I'm not going to mess you around here, this was oddly painful with conflicting information and given I know nothing about the implementation details of SSH, quite irritating:
Follow these steps to enable two-factor authentication (2FA) over SSH using a public key and Google Authenticator on Ubuntu 22.04.4 LTS:
- Update your package lists
- Install the Google Authenticator package:
sudo apt-get install libpam-google-authenticator
- Set up Google Authenticator:
-
Answer the prompts as follows:
-
Do you want authentication tokens to be time-based (y/n)? y
-
Do you want me to update your "~/.google_authenticator" file (y/n)? y
-
Do you want to disallow multiple uses of the same authentication token? This restricts you to one login about every 30s, but it increases your chances to notice or even prevent man-in-the-middle attacks (y/n). y
-
By default, tokens are good for 30 seconds and in order to compensate for possible time-skew between the client and the server, we allow an extra token before and after the current time. If you experience problems with poor time synchronization, you can increase the window from its default size of 1:30min to about 4min. Do you want to do so (y/n)? n
-
If the computer that you are logging into isn't hardened against brute-force login attempts, you can enable rate-limiting for the authentication module. Do you want to enable rate-limiting (y/n)? y
-
Scan the QR code into your authenticator app.
-
Edit the PAM SSHD configuration:
sudo nano /etc/pam.d/sshd
-
Add these lines at the bottom of the file
-
auth required pam_google_authenticator.so nullok
auth required pam_permit.so
-
nullok allows users to log in without 2FA until they configure their OATH-TOTP token. Remove this option once all users are set up.
Configure SSH for challenge-response authentication:
sudo nano /etc/ssh/sshd_config
- Set
ChallengeResponseAuthentication to yes. Update if present, uncomment, or add this line.
Restart the SSH service to apply changes:
sudo systemctl restart sshd.service
Test your configuration in a separate terminal window. If you already use a public key, there should be no noticeable change.
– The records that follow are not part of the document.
PR #729, opened 2020-08-20
Proof of concept for USD matrix transform op editing.

ppt-adsk:
# Editing Matrix Transform Op Proof of Concept

This branch is a proof of concept for editing USD matrix transform ops
with maya-usd.  A more detailed architectural overview is given in
lib/mayaUsd/ufe/UsdTransform3d.md .

## Relevant Requirements 

As per lib/mayaUsd/ufe/UsdTransform3d.md , the following two
requirements are the focus of this branch:
- 2 *Manipulation code will use an interface that takes care of transformation
operations management. Pipelines may choose to change this interface at runtime
to improve interop between DCCs.*  This is met by the existing customizable
Transform3dHandler system, which can create custom Transform3d interfaces.
Pipelines can leverage this mechanism to introduce studio-specific overrides
without modifying the default implementation or having to maintain and resolve
conflicts when the default implementation changes. In other words, the default
implementation and studio overrides will be leveraging a stable common
interface.
- 6 *UFE API should provide UFE-USD plugin with an interface to handle the
in-place editing of any arbitrary transformation stacks, i.e. target any
transformation op.*  The foundations for meeting this requirement is the
addition of the `Transform3dHandler::editTransform3d()` method.  As presented
in the proof of concept MatrixOp handler implementation, this allows writing
custom Transform3d interfaces targeting specific transform ops.  We are open to
feedback to identify potential other UFE API gaps when it comes to
requirement 6.

## Files of Interest

An important demonstration in this branch is the capability to
entirely replace at run-time the factory that creates Transform3d
interface objects, the Transform3dHandler.  This allows a plugin to
develop its own Transform3dHandler and its own Transform3d, without
changing maya-usd core code, and to be able to have UFE use it.

For the Autodesk plugin, we replace the default Transform3dHandler
with a new one in file plugin/adsk/plugin/plugin.cpp .  The new
Transform3dHandler sets up a chain of responsibility, with the new
UsdTransform3dMatrixOpHandler being given the existing
Transform3dHandler as an argument, so it can later delegate to it.
Please note that *this chain of responsibility software structure is
entirely optional!* The main point is that you can replace the
Transform3dHandler for your plugin with your own Transform3dHandler,
which can be a single, monolithic handler, or a chain of more granular
handlers, or any implementation of the Transform3dHandler interface
you choose.

File lib/mayaUsd/ufe/UsdTransform3dMatrixOp.cpp is where most of the
new code is.  It has the UsdTransform3dMatrixOp implementation of the
Ufe::Transform3d interface, which targets an individual matrix
transform op.  It also has the UsdTransform3dMatrixOpHandler, which
shows how to set up the Transform3dHandler chain of responsibility.
The handler is given an item for which to create a Transform3d
interface.  If it can, it creates and returns a UsdTransform3dMatrixOp
interface.  If it cannot, it passes on to the next handler in the
chain, which in the case of the Autodesk plugin is the existing
UsdTransform3dHandler.

## Use in Maya

To use this branch in Maya to edit a given matrix transform op, the
transform op's name must be given to maya-usd.  This branch provides
no real workflow around the support, so a simple environment variable
is used.  The following Python script can be used to set the transform
op's name for the selected prim to be
"xformOp:transform:relative:_1:RIG",
"xformOp:transform:relative:_2:WORLD", or
"xformOp:transform:relative:_3:DIRECTION", respectively.  Notifying of
a transform change through UFE updates the Maya manipulator.  If no
matrix transform op name is given, the first matrix transform op will
be edited.  If a non-existent matrix transform op name is given, no
editing will be done.  If no matrix transform op exists, the current
maya-usd Transform3dHandler will be used.
```Python
from __future__ import print_function
import os
import ufe

def setMatrixOp(name):
    os.environ['MAYA_USD_MATRIX_XFORM_OP_NAME'] = name
    sn = ufe.GlobalSelection.get()
    if not sn:
        print("Empty selection, cannot notify Transform3d observers.")
        return
    ufe.Transform3d.notify(sn.front().path())

setMatrixOp("xformOp:transform:relative:_1:RIG")
setMatrixOp("xformOp:transform:relative:_2:WORLD")
setMatrixOp("xformOp:transform:relative:_3:DIRECTION")
```

### DIFF
--- a/lib/mayaUsd/ufe/UsdTransform3dMatrixOp.cpp
+++ b/lib/mayaUsd/ufe/UsdTransform3dMatrixOp.cpp
@@ -96,7 +96,7 @@ public:
     void redo() { fOp.GetAttr().Set(fNewOpValue,  fTime); }
 
     UsdGeomXformOp          fOp;
-    const UsdTimeCode       fTime;
+    const UsdTimeCode       fTime; // Authoring time
     const VtValue           fPrevOpValue;
     VtValue                 fNewOpValue;
 };
@@ -112,7 +112,8 @@ public:
         const UsdTimeCode&       time
     ) : Ufe::TranslateUndoableCommand(item), UsdTRSUndoableCmdBase(op, time)
     {
-        fOpTransform = op.GetOpTransform(time);
+        // We always read from proxy shape time.
+        fOpTransform = op.GetOpTransform(getTime(item->path()));
     }
 
     void undo() override { UsdTRSUndoableCmdBase::undo(); }
@@ -142,7 +143,8 @@ public:
         const UsdTimeCode&       time
     ) : Ufe::RotateUndoableCommand(item), UsdTRSUndoableCmdBase(op, time)
     {
-        GfMatrix4d opTransform = op.GetOpTransform(time);
+        // We always read from proxy shape time.
+        GfMatrix4d opTransform = op.GetOpTransform(getTime(item->path()));
 
         // Other matrix decomposition code from AL:
         // from https://github.com/AnimalLogic/maya-usd/blob/8852bdbb1fc904ac80543cd6103489097fa00154/lib/usd/utils/MayaTransformAPI.cpp#L979-L1055
@@ -190,7 +192,8 @@ public:
         const UsdTimeCode&       time
     ) : Ufe::ScaleUndoableCommand(item), UsdTRSUndoableCmdBase(op, time)
     {
-        GfMatrix4d opTransform = op.GetOpTransform(time);
+        // We always read from proxy shape time.
+        GfMatrix4d opTransform = op.GetOpTransform(getTime(item->path()));
 
         // Other matrix decomposition code from AL:
         // from https://github.com/AnimalLogic/maya-usd/blob/8852bdbb1fc904ac80543cd6103489097fa00154/lib/usd/utils/MayaTransformAPI.cpp#L979-L1055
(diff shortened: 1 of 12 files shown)


lib/mayaUsd/ufe/UsdTransform3dMatrixOp.cpp
```diff
@@ -0,0 +1,375 @@
...
+) const
+{
+    // This method can be used to edit the 3D transform of the argument, but at
+    // time of writing this is not implemented in UsdTransform3dMatrixOp, and
+    // our UsdTransform3dBaseHandler base class does not know how to edit the
+    // argument either.  Simply delegate to the next handler in the list.
+    return _nextHandler->transform3d(item);
+}
+
+Ufe::Transform3d::Ptr UsdTransform3dMatrixOpHandler::editTransform3d(
```
ppt-adsk, line 338: This is the new handler that determines whether it can create a UsdTransform3dMatrixOp interface.  If it cannot, it delegates to the next handler.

Update SSHD to require 2FA:
sudo nano /etc/ssh/sshd_config
- Add or update the following line to require public key and either password or keyboard-interactive authentication:r
AuthenticationMethods publickey,password publickey,keyboard-interactive
Enable keyboard-interactive authentication:
KbdInteractiveAuthentication yes <-- This is for 22.04 LTS
ChallengeResponseAuthentication yes <-- This is for older versions of Linux
Further secure PAM by editing its SSHD file:
sudo nano /etc/pam.d/sshd
- Comment out this line to prevent fallback to password authentication.
#@include common-auth
Restart the SSH service once more to finalize all settings:
sudo systemctl restart sshd.service
These steps will enable you to securely access your server using two-factor authentication while maintaining the flexibility of public key authentication.